INPUT MATERIAL:
PR #483, opened 2020-06-01
docs: replace "axiosMock" with "msw" in React Testing Library example

### LINKED ISSUE #482: Consider showcasing "msw" package for API mocking
## What

I'd like to suggest to use [Mock Service Worker](https://github.com/mswjs/msw) in test examples that concern API mocking.

## Why

- MSW uses a declarative API to describe requests that should be mocked. 
- MSW captures all outgoing network communication on both client and server. It also runs in a fall-through mode, which means unrelated requests are left intact.
- MSW utilizes [Service Worker API](https://developer.mozilla.org/en-US/docs/Web/API/Service_Worker_API) on the client-side usage, making the mocks completely detached from the application. Unlike most of the other solutions, that means a request interception on the _network_ level, not application level (i.e. making even the mocked requests/responses inspectable in the "Network" tab of your browser).
- MSW is not opinionated over how you construct your mock definitions. You can use plain request-response contracts, or bring in ORM and integrate it closer to your actual server's logic. The beauty if that you _don't have_ to do that.
- MSW can be used on both client and server, being agnostic of frameworks and request-issuing libraries (use React, Vue, `fetch` or `axios`—you're covered).

> Looks like @kentcdodds would [support recommending `msw`](https://twitter.com/kentcdodds/status/1266718046778880001) as a part of Testing Library ❤️ .

## What would it bring?

- Discourage people to stub `window.fetch` for the sake of API mocking. Instead, they would describe how an imaginary server would respond.
- Educate people on how Service Worker can be used for API mocking (the approach is relatively new and not explored).

## Where

Here's the "Example" page that showcases the usage of `axiosMock.get.mockResolvedValueOnce`:

- https://testing-library.com/docs/react-testing-library/example-intro

This example alone brings some of the following pain-points:

- It assumes that developer is using `axios`, making it a test's dependency.
- It stubs `axios.get` method to make it return what you need.
- Asserts of `axiosMock.get` was called, while it's not a part of the functionality we are testing.

Compare the page above with how it may look like with MSW:

```js
// __tests__/fetch.test.js
import React from 'react'
import { render, fireEvent, waitFor, screen } from '@testing-library/react'
import '@testing-library/jest-dom/extend-expect'
import { rest } from 'msw'
import { setupServer } from 'msw/node'
import Fetch from '../fetch'

const server = setupServer(
  rest.get('/greeting', (req, res, ctx) => {
    return res(ctx.json({ greeting: 'hello there'}))
  })
)

beforeAll(() => server.listen())
afterAll(() => server.close())

test('loads and displays greeting', async () => {
  const url = '/greeting'
  render(<Fetch url={url} />)

  fireEvent.click(screen.getByText('Load Greeting'))

  await waitFor(() => screen.getByRole('heading'))

  expect(screen.getByRole('heading')).toHaveTextContent('hello there')
  expect(screen.getByRole('button')).toHaveAttribute('disabled')
})
```

> Notice how test suite itself now knows nothing about the mocking. Because it shouldn't. We also remove the assertion that `axiosMock.get` was called, because it is not related to what we are actually testing.

## How

I would be glad to issue a pull request regarding these changes. Any guidance on that is also highly appreciated!

kettanaito:
## Changes

- Removes the usage of `jest.mock` and `axiosMock.get.mockResolvedValueOnce()` in favor of a more declarative approach (see the reasoning in the GitHub issue).
- Updates the "Step-by-step" section to briefly explain why `msw` has been added, and what each of its usage steps means.

## GitHub

- Closes #482 

## Notes

This was the only usage example I've found that illustrates testing a component that performs requests. Please, if I missed something, would you suggest me where to look for similar examples in the documentation? Thanks!

### DIFF
--- a/docs/react-testing-library/example-intro.md
+++ b/docs/react-testing-library/example-intro.md
@@ -64,7 +64,22 @@ import { render, fireEvent, waitFor, screen } from '@testing-library/react'
 import '@testing-library/jest-dom/extend-expect'
 // the component to test
 import Fetch from '../fetch'
+```
 
+```jsx
+test('loads and displays greeting', async () => {
+  // Arrange
+  // Act
+  // Assert
+})
+```
+
+### Mock
+
+Use the `setupServer` function from `msw` to mock an API request that our tested
+component makes.
+
+```js
 // declare which API requests to mock
 const server = setupServer(
   // capture "GET /greeting" requests
@@ -78,14 +93,6 @@ const server = setupServer(
 // and clean up once the tests are finished
 beforeAll(() => server.listen())
 afterAll(() => server.close())
-```
-
-```jsx
-test('loads and displays greeting', async () => {
-  // Arrange
-  // Act
-  // Assert
-})
 ```
 
 ### Arrange
--- a/docs/react-testing-library/example-intro.md
+++ b/docs/react-testing-library/example-intro.md
@@ -11,27 +11,29 @@ See the following sections for a detailed breakdown of the test
 ```jsx
 // __tests__/fetch.test.js
 import React from 'react'
+import { rest } from 'msw'
+import { setupServer } from 'msw/node'
 import { render, fireEvent, waitFor, screen } from '@testing-library/react'
 import '@testing-library/jest-dom/extend-expect'
-import axiosMock from 'axios'
 import Fetch from '../fetch'
 
-jest.mock('axios')
+const server = setupServer(
+  rest.get('/greeting', (req, res, ctx) => {
+    return res(ctx.json({ greeting: 'hello there' }))
+  })
+)
+
+beforeAll(() => server.listen())
+afterAll(() => server.close())
 
 test('loads and displays greeting', async () => {
   const url = '/greeting'
   render(<Fetch url={url} />)
 
-  axiosMock.get.mockResolvedValueOnce({
-    data: { greeting: 'hello there' },
-  })
-
   fireEvent.click(screen.getByText('Load Greeting'))
 
   await waitFor(() => screen.getByRole('heading'))
 
-  expect(axiosMock.get).toHaveBeenCalledTimes(1)
-  expect(axiosMock.get).toHaveBeenCalledWith(url)
   expect(screen.getByRole('heading')).toHaveTextContent('hello there')
   expect(screen.getByRole('button')).toHaveAttribute('disabled')
 })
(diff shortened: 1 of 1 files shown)


docs/react-testing-library/example-intro.md
```diff
@@ -11,27 +11,29 @@ See the following sections for a detailed breakdown of the test
...
 
-jest.mock('axios')
+const server = setupServer(
+  rest.get('/greeting', (req, res, ctx) => {
+    return res(ctx.json({ greeting: 'hello there' }))
+  })
+)
+
+beforeAll(() => server.listen())
+afterAll(() => server.close())
```
kentcdodds, line 27: Should we add an `afterEach(() => server.resetHandlers())` here?

docs/react-testing-library/example-intro.md
```diff
@@ -133,8 +147,6 @@ export default function Fetch({ url }) {
 ```
 
 ```jsx
-expect(axiosMock.get).toHaveBeenCalledTimes(1)
-expect(axiosMock.get).toHaveBeenCalledWith(url)
 expect(screen.getByRole('heading')).toHaveTextContent('hello there')
 expect(screen.getByRole('button')).toHaveAttribute('disabled')
```
kentcdodds, line 151: Could you do me a favor and delete all the snapshot stuff at the bottom. Nobody should be doing that for stuff like this. <3

docs/react-testing-library/example-intro.md
kettanaito: As a safe option—yes, but unless you declare runtime handlers via `server.use()` there’s nothing to reset. I’d not suggest calling `resetHandlers` by default. Developers that need it will find it :)

docs/react-testing-library/example-intro.md
kettanaito: Sure. Will delete them tomorrow.

docs/react-testing-library/example-intro.md
kentcdodds: That's a fair point. Now that you mention it, I think the `server.use` call should be *inside* the test rather than outside it. That's what people should be doing most of the time.

With that in mind, resetHandlers should be included.

And I think it should be used by default 😉

kettanaito: May I please double check on this?

I see your point of using resetHandlers and server.use inside a test suite, but I think I'm confused of what runtime handlers to add via server.use, as the example tests exactly one API communication to "GET /greeting". 

```js
const server = setupServer(
  // centralized place for request handlers,
  // generally encouraged.
  rest.get('/greetings', resolver)
)

beforeAll(...)
afterAll(...)

test('loads and displays greeting', () => {
  // I need `afterEach(() => server.resetHandlers())`
  // only if I use `server.use()` in any of my tests.
  server.use(/* however, what should I add here? */)
})
```

Do you see what I mean?

kentcdodds: This is a fair point. There are two things to consider:

1. Handle all of our application's typical requests so we don't have to think about them on a per-test basis
2. Add a handler for a specific test (to test an error state)

With that in mind, I think we should adjust this example so we have two tests. One for the success case, and one for the error case. That way the first one can rely on the default handlers and one that can add a runtime handler for the error.

Because I see using `afterEach(() => server.resetHandlers())` as an important default whenever someone uses `server.use` and we should probably demonstrate that so people don't add a bunch of complicated single-test-specific handlers to their `setupServer` call.

kettanaito: _That_ is perfect.

kettanaito: I've added the error handling test scenario to this example.

1. Rewrote `useState` to `useReducer` in `fetch.js` to reflect the error and data relation.
1. Added a new test suite, used `server.use()` with permanent override there.
1. Added `afterEach` that calls `server.resetHanders()`.

Please, could you double check if that `fetch.js` looks okay to you? Thanks.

WHAT YOU ARE ASKED TO DO:
Give the number of lines in the entries above that contain the word "loads", with no accompanying text.

SOLUTION FOR THIS EXERCISE:
5